Acai Berry: Why this Super Food is Good for You
Celebrity lifestyle nutritionist Ishi Khosla tells you about ‘Acai berries’ and their nutritional values.
With berries acquiring a ‘super-food’ status, the search for “berry-type” fruits has led to discovery of several varieties. Yet, another berry is the Acai berry from South America.
Inception in 1990
This round black/purple/red about one inch in diameter grape-like fruits grows on tall acai palm trees. Native to the Amazon region of Brazil, they are an integral part of traditional diet and have been used for traditional medicine for centuries. In the last few years, more and more people have become aware of their health potential, after it was introduced in 1990s in North America.
Loaded with Antioxidants
Like all berries, this one too is loaded with antioxidants. However, the difference lies in the exceptionally high levels of these antioxidants. Measured by ORAC value (Oxygen radical absorbance capacity), a method of measuring antioxidant capacity it shows that that acai pulp contains 10 times more antioxidants than red grapes and 10 to 30 times the anthocyanins of red wine.

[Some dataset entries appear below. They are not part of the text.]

PR #1165, opened 2026-06-04
Migrate SymmetricCryptoKey creation to use make()

dani-garcia:
## 🎟️ Tracking

https://github.com/bitwarden/sdk-internal/pull/1104#discussion_r3339382191

## 📔 Objective

From a review on #1104, KM brought up that there are multiple ways to create a `SymmetricCryptoKey`, and we should move all usages to a single unified one and deprecate the rest.

This PR does just that, and replaces any uses of `SymmetricCryptoKey::make_*()` by `SymmetricCryptoKey::make(SymmetricKeyAlgorithm)`. Note that I haven't replaced the usages in `bitwarden-crypto` and instead just left the functions as `pub(crate)`

Also removed the unused dep mentioned here: https://github.com/bitwarden/sdk-internal/pull/1104#discussion_r3349432261


harr1424 (dismissed):

quexten (dismissed):
Sweet!

coroiu (dismissed):
Thank you for the follow up!

quexten (approved):

coroiu (approved):

harr1424 (approved):

gbubemismith (approved):

PR #1167, opened 2026-06-04
Update rustcrypto crates

dani-garcia:
## 📔 Objective

A few of the rustcrypto crates we use got new stable releases, so this PR updates to them. I've also updated a couple of the other RCs as needed to avoid version conflicts with their dependencies.

This should also fix the CI failure seen in https://github.com/bitwarden/sdk-internal/pull/1165: https://github.com/bitwarden/sdk-internal/actions/runs/26959728825/job/79546483105?pr=1165


quexten (dismissed):

dani-garcia:
Seems like #1173 already took care of this, nice

PR #1168, opened 2026-06-05
[PM-38387] Introduce KeePass KDBX importer

harr1424:
## 🎟️ Tracking

https://bitwarden.atlassian.net/browse/PM-38387

## 📔 Objective

Implement logic within the SDK to support KDBX file imports across all clients. This PR also introduces a new crate: `bitwarden-importers` to contain all future import importer support within the SDK.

Nutritionally too these berries are a bit distinct in their composition. Unlike other berries, they are a significant source of fat and are therefore high in calories. The fat primarily comes from a highly desirable kind of fat the monounsaturated fat (MUFA) – kind of fat found in Olive oil. They also contain a fair amount of Omega 3 fats, the kind present in fish.
Popular as a Functional Fruit
Acai berries are also good sources of fibre, proteins, B-vitamins, vitamin C and calcium. Berries are known for their unusually high content of phytosterols, and phenolic components (plant chemicals with special health benefits). No wonder the fruit has recently become popular as a functional food.
Scientific studies on these compounds suggest that these compounds have anti-ageing, anti-inflammatory, anti-cancer, immune-boosting properties by virtue of their free radical fighting actions. Acai berries have other health benefits too.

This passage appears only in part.